Guru Nanak Dev Engineering College (abbreviation GNDEC) is a centre of technical education, in Bidar, Karnataka. It was established in the August 1980 by the Prabandhak Committee Gurudwara, Sri Nanak Jhira Saheb, Bidar. The college is approved by the All India Council for Technical Education (AICTE).

== History ==
Initially Guru Nanak Dev Engineering college was affiliated to Karnataka University, Dharwad. When Gulbarga University was created, it came under the jurisdiction of Gulbarga University, Gulbarga.

Now the college is affiliated to Visvesvaraya Technological University, Belgaum and approved by All India Council for Technological Education (AICTE), New Delhi and accredited by National Board of Accreditation (NBA), New Delhi.

Sardar Joga Singh, President of Nanak Jhira Trust, established the premier institute in the year 1980. The college started with an annual intake of 120 students, in three disciplines, and as of 2009 had an annual intake of 570 students in seven undergraduate disciplines and one master's discipline. It currently has 2800 students.

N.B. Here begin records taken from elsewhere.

PR #16299, opened 2019-09-20
[3.8] bpo-38093: Correctly returns AsyncMock for async subclasses. (GH-15947)

lisroach:


Lib/unittest/mock.py
```diff
@@ -988,9 +988,13 @@ def _get_child_mock(self, /, **kw):
         _type = type(self)
         if issubclass(_type, MagicMock) and _new_name in _async_method_magics:
             klass = AsyncMock
-        if issubclass(_type, AsyncMockMixin):
+        elif _new_name  in _sync_async_magics:
+            # Special case these ones b/c users will assume they are async,
```
matrixise, line 992: `b/c` ? sorry, I don't know that term, what's that?

Lib/unittest/test/testmock/testasync.py
```diff
@@ -377,43 +377,88 @@ def test_add_side_effect_iterable(self):
...
+            response = AsyncMock(name='response')
+            response.json = AsyncMock(return_value={'json': 123})
+            cm.__aenter__.return_value = response
+            pc.session.post.return_value = cm
+            result = asyncio.run(pc.main())
+            self.assertEqual(result, {'json': 123})
+
+        for mock_type in [AsyncMock, MagicMock]:
+            with self.subTest(f"test set return value of aenter with {mock_type}"):
+                inner_test(mock_type)
```
matrixise, line 436: :+1:

Lib/unittest/test/testmock/testasync.py
```diff
@@ -481,27 +526,30 @@ def __aiter__(self):
...
-        if asyncio.iscoroutine(iterator):
-            iterator = asyncio.run(iterator)
-
-        mock_iterator = mock_instance.__aiter__()
-        if asyncio.iscoroutine(mock_iterator):
-            mock_iterator = asyncio.run(mock_iterator)
+    def test_aiter_set_return_value(self):
+        mock_iter = AsyncMock(name="tester")
+        mock_iter.__aiter__.return_value = [1, 2, 3]
+        async def main():
```
matrixise, line 532: maybe old school, but what do you think if you add one empty line before the definition of main and after?

Lib/unittest/test/testmock/testasync.py
```diff
@@ -512,19 +560,30 @@ def test_mock_async_for(self):
...
 
-        with self.subTest("iterate through set return_value iterator"):
-            mock_instance = MagicMock(self.WithAsyncIterator())
+        def test_set_return_value_iter(mock_type):
+            mock_instance = mock_type(self.WithAsyncIterator())
             mock_instance.__aiter__.return_value = iter(expected[:])
-            self.assertEqual(expected, asyncio.run(iterate(mock_instance)))
+            self.assertEqual(asyncio.run(iterate(mock_instance)), expected)
+
+        for mock_type in [AsyncMock, MagicMock]:
```
matrixise, line 578: I understand this construction but I would prefer something like that, but we don't use pytest. (maybe a new feature for the unittest lib?)
```python
# @pytest.mark.parametrize('mock_type', (AsyncMock, MagicMock))
@unittest.parametrize('mock_type', (AsyncMock, MagicMock))
def test_default(self, mock_type):
    pass
```

matrixise (approved):
Thanks @lisroach. but if you can read my comments. maybe we could add a feature like `pytest.mark.parametrize` in unittest.py?

Lib/unittest/test/testmock/testasync.py
lisroach: Not a bad idea! I think there are a number of things we could borrow from pytest. Parameterization would make this kind of construction much nicer.

PR #16300, opened 2019-09-20
bpo-38236: Dump path config at first import error

vstinner:
Python now dumps path configuration if it fails to import the Python
codecs of the filesystem and stdio encodings.

https://bugs.python.org/issue38236


vstinner:
See https://bugs.python.org/issue38236#msg352873 for an output example.

matrixise (approved):
Thanks for this feature, sometimes, I have this error. Need to fix the conflict? Thank you

methane (approved):

PR #16304, opened 2019-09-20
bpo-38187: Fix a refleak in Tools/c-analyzer.

ericsnowcurrently:
The "Slot" helper (descriptor) is leaking references due to its caching mechanism.  The PR includes a partial fix to Slot, but also adds Variable.storage to replace the problematic use of Slot.

https://bugs.python.org/issue38187

### DIFF
--- a/Tools/c-analyzer/c_analyzer_common/known.py
+++ b/Tools/c-analyzer/c_analyzer_common/known.py
@@ -34,34 +34,41 @@ def from_file(infile, *,
         id = ID(filename, funcname, name)
         if kind == 'variable':
             values = known['variables']
-            value = Variable(id, declaration)
-            value._isglobal = _is_global(declaration) or id.funcname is None
+            if funcname:
+                storage = _get_storage(declaration) or 'local'
+            else:
+                storage = _get_storage(declaration) or 'implicit'
+            value = Variable(id, storage, declaration)
         else:
             raise ValueError(f'unsupported kind in row {row}')
-        if value.name == 'id' and declaration == UNKNOWN:
-            # None of these are variables.
-            declaration = 'int id';
-        else:
-            value.validate()
+        value.validate()
+#        if value.name == 'id' and declaration == UNKNOWN:
+#            # None of these are variables.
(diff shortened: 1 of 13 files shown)


Tools/c-analyzer/c_analyzer_common/known.py
```diff
@@ -34,34 +34,41 @@ def from_file(infile, *,
...
-        return True
-    if vartype.startswith(('_Py_IDENTIFIER(', '_Py_static_string(')):
-        return True
-    if vartype.startswith('PyDoc_VAR('):
-        return True
-    if vartype.startswith(('SLOT1BINFULL(', 'SLOT1BIN(')):
-        return True
-    if vartype.startswith('WRAP_METHOD('):
-        return True
+    if decl.startswith('static '):
```
aeros, line 56: What is the purpose of including the last space character in the string ``'static '``? I noticed this was also present in ``'extern '`` below.

Tools/c-analyzer/c_parser/info.py
```diff
@@ -63,18 +89,17 @@ def validate(self):
...
     @property
     def isglobal(self):
-        try:
-            return self._isglobal
-        except AttributeError:
-            # XXX Include extern variables.
-            # XXX Ignore functions.
-            self._isglobal = ('static' in self.vartype.split())
-            return self._isglobal
+        return self.storage != 'local'
```
aeros, line 102: Wouldn't an implicit also not be considered a global?

```suggestion
        return self.storage != 'local' or self.storage != 'implicit'
```

Tools/c-analyzer/c_analyzer_common/known.py
1st1: So that you don't accidentally parse identifiers like `static_something`

Tools/c-analyzer/c_parser/info.py
ericsnowcurrently: In the context of the tool, "global" is any variable that maintains state at a process-global level.  That includes non-local implicits.

PR #16319, opened 2019-09-21
bpo-38244: [Documentation] Fix unreliable link to sever in ftplib.rst

Kriyszig:
* The link to `ftp.debian.org` is unreliable due to a failed redirect. Instead the main URL to `ftp.us.debian.org` is preferred

https://bugs.python.org/issue38244

### DIFF
--- a/Doc/library/ftplib.rst
+++ b/Doc/library/ftplib.rst
@@ -22,7 +22,7 @@ as mirroring other FTP servers.  It is also used by the module
 Here's a sample session using the :mod:`ftplib` module::
 
    >>> from ftplib import FTP
-   >>> ftp = FTP('ftp.us.debian.org')     # connect to host, default port
+   >>> ftp = FTP('ftp.us.debian.org')  # connect to host, default port
    >>> ftp.login()                     # user anonymous, passwd anonymous@
    '230 Login successful.'
    >>> ftp.cwd('debian')               # change into "debian" directory
--- a/Doc/library/ftplib.rst
+++ b/Doc/library/ftplib.rst
@@ -22,7 +22,7 @@ as mirroring other FTP servers.  It is also used by the module
 Here's a sample session using the :mod:`ftplib` module::
 
    >>> from ftplib import FTP
-   >>> ftp = FTP('ftp.debian.org')     # connect to host, default port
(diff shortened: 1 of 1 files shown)


Doc/library/ftplib.rst
```diff
@@ -22,7 +22,7 @@ as mirroring other FTP servers.  It is also used by the module
 Here's a sample session using the :mod:`ftplib` module::
 
    >>> from ftplib import FTP
-   >>> ftp = FTP('ftp.debian.org')     # connect to host, default port
+   >>> ftp = FTP('ftp.us.debian.org')     # connect to host, default port
```
ghost: Please remove 3 spaces before the comment, so that these `#` can be aligned.

Kriyszig: Addressed in 971d84f 
Sorry I didn't notice that :sweat_smile: Thanks for pointing it out

aeros (commented):
Thanks for the PR @Kriyszig.

While I can understand the intent of this PR, I don't think we should recommend a server that's specific to a single country (if we can avoid doing so). This would not work as well for those on the opposite side of the world from the US. According to https://www.debian.org/mirror/list, it is recommended to use the following format to access their primary FTP mirrors:

```
 ftp.<country>.debian.org 
```

The only problem with using the above directly is that it wouldn't be valid in literal code, so that's up to the experts of ``ftplib`` to decide what should be used instead. But either way, we should stop recommending ``ftp.debian.org``. From the [debian-mirrors-anounce ML](https://lists.debian.org/debian-devel-announce/2007/12/msg00002.html):
```
In the future, it may get services reduced, or shut down, or converted into
a globally load-balanced name, or whatever. Please don't use it.

If you're using it now, please switch to a country-based DNS name
such as ftp.us.debian.org, ftp.ca.debian.org, ftp.uk.debian.org, ...
The list of those servers is at http://www.debian.org/mirror/list
```

aeros167:
Expert for ``ftplib``:
/cc @giampaolo

giampaolo:
As long as ftp.us.debian.org is up, I'm OK with the PR as-is. If in the future we can find a better alternative we can just change it again.

PR #16321, opened 2019-09-21
bpo-38216, bpo-36274: Allow subclasses to override validation and encoding behavior

jaraco:
This patch introduces a new semi-private hook for subclasses to override the validation and encoding behavior in `http.client.HTTPConnection.putrequest`, allowing select clients to customize the behavior and implement invalid requests as was possible prior to the patch in [bpo-30458](https://bugs.python.org/issue30458) (for control characters) and prior to Python 3.0 (for encoding).

### DIFF
--- a/Lib/http/client.py
+++ b/Lib/http/client.py
@@ -1172,15 +1172,20 @@ class HTTPConnection:
             # For HTTP/1.0, the server will assume "not chunked"
             pass
 
+
+    # The encoding URLs are constrained to before hitting the wire.
+    _prepare_path_encoding = 'ascii'
+
     def _prepare_path(self, url):
         """Validate a url for putrequest and return encoded bytes."""
         # Prevent CVE-2019-9740.
-        if match := _contains_disallowed_url_pchar_re.search(url):
+        match = _contains_disallowed_url_pchar_re.search(url)
+        if match:
             raise InvalidURL(f"URL can't contain control characters. {url!r} "
                              f"(found at least {match.group()!r})")
 
-        # Require ASCII characters only
-        return url.encode('ascii')
+        # Require a specific character set (normally ASCII).
+        return url.encode(self._prepare_path_encoding)
 
     def putheader(self, header, *values):
         """Send a request header line to the server.
--- a/Lib/http/client.py
+++ b/Lib/http/client.py
@@ -1094,7 +1094,6 @@ class HTTPConnection:
             self._http_vsn_str.encode('ascii')
         ))
 
-        # Non-ASCII characters should have been eliminated earlier
         self._output(request)
 
         if self._http_vsn == 11:
--- a/Lib/http/client.py
+++ b/Lib/http/client.py
@@ -1173,8 +1173,9 @@ class HTTPConnection:
             pass
 
 
-    # The encoding URLs are constrained to before hitting the wire.
-    _prepare_path_encoding = 'ascii'
+    def _encode_prepared_path(self, str_url):
+        # ASCII also helps prevent CVE-2019-9740.
+        return str_url.encode('ascii')
 
     def _prepare_path(self, url):
         """Validate a url for putrequest and return encoded bytes."""
@@ -1184,8 +1185,7 @@ class HTTPConnection:
             raise InvalidURL(f"URL can't contain control characters. {url!r} "
                              f"(found at least {match.group()!r})")
 
-        # Require a specific character set (normally ASCII).
-        return url.encode(self._prepare_path_encoding)
+        return self._encode_prepared_path(url)
 
     def putheader(self, header, *values):
         """Send a request header line to the server.
--- a/Lib/http/client.py
+++ b/Lib/http/client.py
@@ -1089,10 +1089,7 @@ class HTTPConnection:
         self._method = method
         if not url:
             url = '/'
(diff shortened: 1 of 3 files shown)


tirkarthi:
So the fix would be that projects like cherrypy can override this private function to make sure crlf is not validated? I understand it's a private hook but not sure how it could be documented if some other project stumbles upon this and wants to bypass the validation. IIRC, the original discussion was about introducing a parameter to turn off validation in putrequest but was given up due to introducing a new parameter in a maintenance release.

jaraco:
> So the fix would be that projects like cherrypy can override this private function to make sure crlf is not validated?

Essentially, yes. I specifically wanted to avoid adding a parameter due to the public exposure that brings (documentation, explanation, additional interfaces). Almost no clients are going to want to override this behavior. Those that do will very likely trace the code to this place and see that the behavior can be overridden. The tests enforce that contract so it isn't accidentally removed, but otherwise it's tucked away with little documentation. Anyone asking about it may refer to the tests for examples of how it might be used.

Lib/test/test_httplib.py
```diff
@@ -1155,6 +1155,63 @@ def run_server():
...
+        """
+        It should be possible to override the default encoding
+        to transmit bytes in another encoding even if invalid
+        (bpo-36274).
+        """
+        class UnsafeHTTPConnection(client.HTTPConnection):
+            def _prepare_path(self, url):
+                # Prevent CVE-2019-9740.
+                if match := client._contains_disallowed_url_pchar_re.search(
+                        url):
```
webknjaz: This little hanging thing looks weird. Maybe do smth like
```python
pattern = client._contains_disallowed_url_pchar_re
if match := pattern.search(url):
```

webknjaz (approved):

Lib/test/test_httplib.py
zooba: Or just ignore the line length _guideline_ for this one case.

gpshead: it's fine as is.  using `m` as the name instead of `match` would've been my suggestion. ;)

Lib/test/test_httplib.py
```diff
@@ -1155,6 +1155,63 @@ def run_server():
...
+                    raise InvalidURL(
+                        f"URL can't contain control characters. {url!r} "
+                        f"(found at least {match.group()!r})")
+
+                return url.encode('utf-8')
```
gpshead: Rather than requiring people to override the entire def _prepare_path method just to change the encoding it allows (which, as this example shows, means copy and pasting the first part of the implementation), how about making a `._prepare_path_encoding` attribute to the class that could be overridden.  it'd default to `'ascii'` but you would set it to `'utf-8'` in this subclass.  instead of overriding the method.

Lib/http/client.py
```diff
@@ -1085,18 +1085,17 @@ def putrequest(self, method, url, skip_host=False,
...
-                             f"(found at least {match.group()!r})")
-        request = '%s %s %s' % (method, url, self._http_vsn_str)
+
+        request = b' '.join((
+            method.encode('ascii'),
+            self._prepare_path(url or '/'),
+            self._http_vsn_str.encode('ascii')
+        ))
 
         # Non-ASCII characters should have been eliminated earlier
```
gpshead: We can get rid of this comment now.  it was referring to the `.encode('ascii')` that is no longer below.

gpshead (changes requested):

gpshead (changes requested):
also, please use blurb to add a NEWS entry for this change.

gpshead:
I'm looking into addressing my suggested changes now so that this can go in.

jaraco:
I'll look at this later this evening.

Lib/test/test_httplib.py
jaraco: I considered this, but the proposed change that inspired this change wished to change the invocation of `encode('ascii')` to `encode('ascii', errors='surrogateescape')`, so that seemed like enough of a signal that one might wish to override the encoding process entirely.

jaraco: Does it still make sense to use `self._prepare_path_encoding` so it's easier to override if that's what someone wants?

gpshead: i suppose _prepare_path_encoding could be its own method in that case.  I wanted to avoid people needing to duplicate the control characters check for this situation.

gpshead (approved):

gpshead:
Waiting on the CI results here.  I don't anticipate problems.  Please take a look and let me know what you think.  I want to get this in over the weekend.

jaraco:
This approach looks acceptable to me. I'm still not super-happy with it (not your changes in particular, just the problem); I hate how the _prepare_path and _encode_prepared_path are entangled. I took a stab at a slightly less aggressive approach that once again separates the concerns of _prepare_path and _encode_prepared_path in [this branch](https://github.com/jaraco/cpython/tree/feature/38216-putrequest-hooks-separate) (currently one commit ahead of this PR). @gpshead, if you have time or energy, would you comment on that approach? Otherwise, we can move forward with this approach.

gpshead:
i'm inclined to go forward with your new PR #16448

ned-deily:
> i'm inclined to go forward with your new PR #16448 
Me, too.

The college has an Administrative building, Auditorium, Central Library, Laboratories, Workshops, Seminar Halls, Digital class room and Hostel accommodation. The college has stringent intake standards. A Candidate who has passed the Second Year Pre-University or XII standard or equivalent examination with Physics, Chemistry, Mathematics, and Bio Technology and obtained at least 60% aggregate marks in these subjects is eligible.

== Departments ==

- Computer Science Engineering
- Information Science and Engineering
- Electronics and Communication Engineering
- Mechanical Engineering
- Electrical and Electronics Engineering
- Artificial Intelligence and Machine Learning
- Computer Science & Engineering (Data Science)
- Civil Engineering
- Master of Business Administration
- Master of Technology

==Notable alumni==
- Ravinder Singh, (author) of I Too Had a Love Story Can, Love Happen Twice? "Like it happened Yesterday" and Your Dreams are Mine Now. New book "tell me a story"
- Jaideep Sahni, Screen Writer, Song Writer of films like Chak De! India, Khosla Ka Ghosla, Company, Bunty Aur Babli and Rocket Singh: Salesman of the Year.
- Kultar Singh Sandhwan,18th Speaker Of Punjab Legislative Assembly.
- Ajay Kumar Prashar is a senior ISRO Scientist and Researcher at Space Applications Centre (SAC), known for key contributions to Chandrayaan-1, Chandrayaan-2, Chandrayaan-3, Mars Orbiter Mission and the development and of PDS systems.